Sample Compatibility & Compliance

The furnace accommodates cylindrical samples, crucibles, or reactor tubes up to 315 mm OD × 1200 mm L, compatible with quartz, alumina, silicon carbide, and high-nickel alloy substrates. It meets mechanical design standards per ASME BPVC Section VIII Div. 1 (for pressure-rated configurations), electrical safety per UL 61010-1 / IEC 61010-1, and electromagnetic compatibility per EN 61326-1. Optional vacuum compatibility extends to 10⁻³ mbar (mechanical pump) or 10⁻⁵ mbar (turbomolecular configuration), validated per ISO 20483 leakage testing methodology.

Software & Data Management

Furnace operation is managed via ZHONGHUAN’s proprietary FurnaceControl Suite v4.2, supporting local HMI interaction or remote Ethernet/Wi-Fi connectivity (Modbus TCP, OPC UA). All temperature logs, alarm events, program executions, and user authentication actions are recorded in encrypted SQLite databases with SHA-256 hashing. Export formats include CSV, PDF reports, and XML metadata bundles suitable for LIMS integration. Full 21 CFR Part 11 compliance is achievable with optional electronic signature module and role-based access control (RBAC) configuration.

Applications

This system serves R&D and production-scale processes in materials science (e.g., graphene growth on Cu/Ni foils), battery cathode calcination (NMC, LFP), catalyst activation (Pt/Al₂O₃, Ni/MgO), semiconductor substrate annealing, and metallurgical phase transformation studies.

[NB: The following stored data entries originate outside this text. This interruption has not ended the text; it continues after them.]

PR #798, opened 2024-10-03
Add tailwind complier

baelter:
Adding support for tailwind

`make css` and `make tw-watch`


makefiles/tailwindcss.mk
```diff
@@ -0,0 +1,57 @@
+# Variables
+TW_VERSION := 3.4.13
+TW_BASE_URL := https://github.com/tailwindlabs/tailwindcss/releases/download/v$(TW_VERSION)
+TW_CHECKSUM_FILE := sha256sums.txt
```
dentarg, line 4: I think we should commit this file in the repo, otherwise we can not be sure of its integrity (unless the tailwind project would sign it and we could verify its integrity that way). It should be updated when we bump the version here.

carlhoerberg:
wow, a 123MB binary required to compile css styles? Pretty far from the hand crafted CSS we today. Tailwind better be good.. I would much rather see us continue and improve the current CSS.

baelter:
> wow, a 123MB binary required to compile css styles? Pretty far from the hand crafted CSS we got today. Tailwind better be good and save us oceans of time.. I would much rather see us continue and improve the current CSS.

"Only" ~40mb :) But I agree it doesn't feel necessary with a css compiler. However if the design team really want to use tailwind (they already built the new UI in lavin and the cloudamqp console in it) I can live with it. At least the final css is small. 

Another option would be to just commit the compiled css to lavin and let developers worry about the compiler.

Anyway, I learned a lot about makefiles :)

baelter:
Talked to @bengtmagnus and we will build our own css (based on tailwind) without need for any compiler so this won't be needed right now.

carlhoerberg:
:heart: 

> "Only" ~40mb :) But I agree it doesn't feel necessary with a css compiler. However if the design team really want to use tailwind (they already built the new UI in lavin and the cloudamqp console in it) I can live with it. At least the final css is small.

You're right 3.x is 40MB, I see now that I looked at [v4.0.0-alpha.26](https://github.com/tailwindlabs/tailwindcss/releases/tag/v4.0.0-alpha.26) where the binary had ballooned 3x for some reason :grimacing:

PR #1347, opened 2025-10-10
filter for logs

Bianka2112:
- Add live regex filter and new render logic for logs view.
- Waits to render 1000 logs, lists up to 2000 total, with small batches on rerender if fire-hosed. 
- Adds loading status

- Checkout branch, try filter box at the top. 
- I tested locally with a fake logs burst, to check for smooth batching.  
- Happy to get feedback/recommendations on the UX + rendering, since I dont get much stream in my own dev env to see how it feels "live".

### DIFF
--- a/static/js/logs.js
+++ b/static/js/logs.js
@@ -2,6 +2,8 @@ const evtSource = new window.EventSource('api/livelog')
 const livelog = document.getElementById('livelog')
 const tbody = document.getElementById('livelog-body')
 const filterInput = document.getElementById('log-filter')
+const table = document.getElementById('table')
+const loading = document.getElementById('log-loading')
 
 const allLogs = []
 const pendingLogs = []
@@ -26,7 +28,8 @@ evtSource.onmessage = (event) => {
   const log = { timestamp, severity, source, message }
   pendingLogs.push(log)
   if (booting) {
-    tbody.style.visibility = 'hidden'
+    table.style.visibility = 'hidden'
+    loading.hidden = false
   }
   scheduleFlush()
 }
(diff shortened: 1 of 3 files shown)


static/js/logs.js
```diff
@@ -41,6 +50,149 @@ function forbidden () {
   tblError.style.display = 'block'
 }
 
+// Build Table
+const buildRow = (log) => {
```
carlhoerberg: prefer function declaration to assignment

```suggestion
function buildRow(log) {
```

static/js/logs.js
```diff
@@ -1,28 +1,37 @@
...
-  tdSrc.textContent = source
-  const preMsg = document.createElement('pre')
-  preMsg.textContent = message
-  const tdMsg = document.createElement('td')
-  tdMsg.appendChild(preMsg)
+const MAX_ROWS = 2000
+const INITIAL_ROWS = 1000
+const ROWS_PER_FLUSH = 200
+const BOOT_MIN_LOGS = INITIAL_ROWS
+const BOOT_MAX = 10000
```
carlhoerberg, line 16: We wait 10s or for 1000 lines to arrive before doing first rendering? I think that might be a bit too long.

carlhoerberg (commented):
Haven't tested but the code looks generally sound, except we prefer the `function` declarations instead of assignments.

static/js/logs.js
Bianka2112: The idea was a high enough threshold that would avoid too much flutter if theres a lot of backlog, but can absolutely bring it down. Would 500ms feel better?
In my testing, 500ms still allows the loading status to appear and renders batches without too much repainting. WDYT?

PR #1373, opened 2025-10-16
use set_blocking instead of constructor

viktorerlingsson:
Crystal 1.18.0 deprecation. 
Fixes build warning.

This is for 2.4.x!

Make sure builds & spec run

### DIFF
--- a/src/lavinmq/mfile.cr
+++ b/src/lavinmq/mfile.cr
@@ -168,7 +168,8 @@ class MFile < IO
   def copy_to(output : IO, size = @size) : Int64
     if unmapped? # don't remap unmapped files
       raise ClosedError.new if @fd < 0
-      io = IO::FileDescriptor.new(@fd, blocking: true, close_on_finalize: false)
+      io = IO::FileDescriptor.new(@fd, close_on_finalize: false)
+      IO::FileDescriptor.set_blocking(@fd, true)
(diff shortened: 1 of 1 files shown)


src/lavinmq/mfile.cr
```diff
@@ -168,7 +168,8 @@ class MFile < IO
   def copy_to(output : IO, size = @size) : Int64
     if unmapped? # don't remap unmapped files
       raise ClosedError.new if @fd < 0
-      io = IO::FileDescriptor.new(@fd, blocking: true, close_on_finalize: false)
+      io = IO::FileDescriptor.new(@fd, close_on_finalize: false)
+      IO::FileDescriptor.set_blocking(@fd, true)
```
spuun, line 172: I wonder if we should put `{% if flag?(:unix) %}` around this?
In the comment for the method it says `NOTE: Only implemented on UNIX targets. Raises on Windows.`. Dunno why that isn't in the api docs.

viktorerlingsson: Hmm, maybe.. It's very much not the only thing that doesn't work on Windows though 🙂

viktorerlingsson: (this is also only in 2.4.x, this copy_to method is gone in 2.5.x)

PR #1381, opened 2025-10-20
Wait for DOM to be loaded for logs page before JS execution

kickster97:
Waits for DOM to be loaded for logs page. 
adresses @spuun comments in #1333 

Compile and look at logs.

### DIFF
--- a/static/js/logs.js
+++ b/static/js/logs.js
@@ -49,20 +49,21 @@ function forbidden () {
 function setScrollMode (toBottom) {
   shouldAutoScroll = toBottom
   localStorage.setItem('logScrollMode', toBottom ? 'bottom' : 'top')
-  if (btnToBottom && btnToTop) {
-    btnToBottom.setAttribute('aria-pressed', String(toBottom))
-    btnToTop.setAttribute('aria-pressed', String(!toBottom))
-  }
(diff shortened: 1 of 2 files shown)


snichme:
As an alternative we could move all `<script>`  to bottom of the page, just before `</body>`  to have it loaded after all the HTML is parsed and in place or we can make use of `defer` https://developer.mozilla.org/en-US/docs/Web/API/HTMLScriptElement/defer

Less code and additional events to handle in the js code.

spuun:
> As an alternative we could move all `<script>` to bottom of the page, just before `</body>` to have it loaded after all the HTML is parsed and in place or we can make use of `defer` https://developer.mozilla.org/en-US/docs/Web/API/HTMLScriptElement/defer
> 
> Less code and additional events to handle in the js code.

I'd say we should go with `defer`. Totally forgot about that.

kickster97:
> As an alternative we could move all `<script>` to bottom of the page, just before `</body>` to have it loaded after all the HTML is parsed and in place or we can make use of `defer` https://developer.mozilla.org/en-US/docs/Web/API/HTMLScriptElement/defer
> 
> Less code and additional events to handle in the js code.

TIL defer! thanks 🙏

carlhoerberg (approved):

snichme (approved):

PR #1390, opened 2025-10-23
Handle AMQPLAIN authentication without required keys

carlhoerberg:
AMQPLAIN is an uncommon alternative to passing credentials in the Start frame. There the response is an AMQP Table, that should include LOGIN and PASSWORD key/values.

Its large bore enables uniform heating of multi-sample carriers or custom-designed reaction boats—critical for reproducible kinetics validation per ASTM E2070 and ISO 11358 thermal analysis guidelines.

FAQ

What maximum operating temperature is certified for continuous use?
Continuous operation is certified to 1200 °C using Kanthal A1 heating elements; 1400 °C capability requires SiC element upgrade and modified insulation package.
Is vacuum-tight configuration available as standard?
Standard configuration achieves 10⁻² mbar base pressure; high-vacuum options (10⁻⁵ mbar) require turbomolecular pumping station integration and metal-sealed CF flanges.
Can the furnace be integrated into an automated process line?
Yes—digital I/O ports (8 DI/DO), analog 4–20 mA outputs, and full Modbus TCP support enable seamless PLC-level synchronization with conveyors, gas cabinets, or mass flow controllers.
What maintenance intervals are recommended for the water cooling system?
Closed-loop chiller circuits require biannual deionized water replacement and filter inspection; open-loop systems demand quarterly descaling per ASTM D4582 guidelines.
Are calibration certificates traceable to NIST or CNAS standards provided?
Factory calibration reports (as-shipped) include NIST-traceable thermocouple verification; CNAS-accredited on-site calibration is available upon request.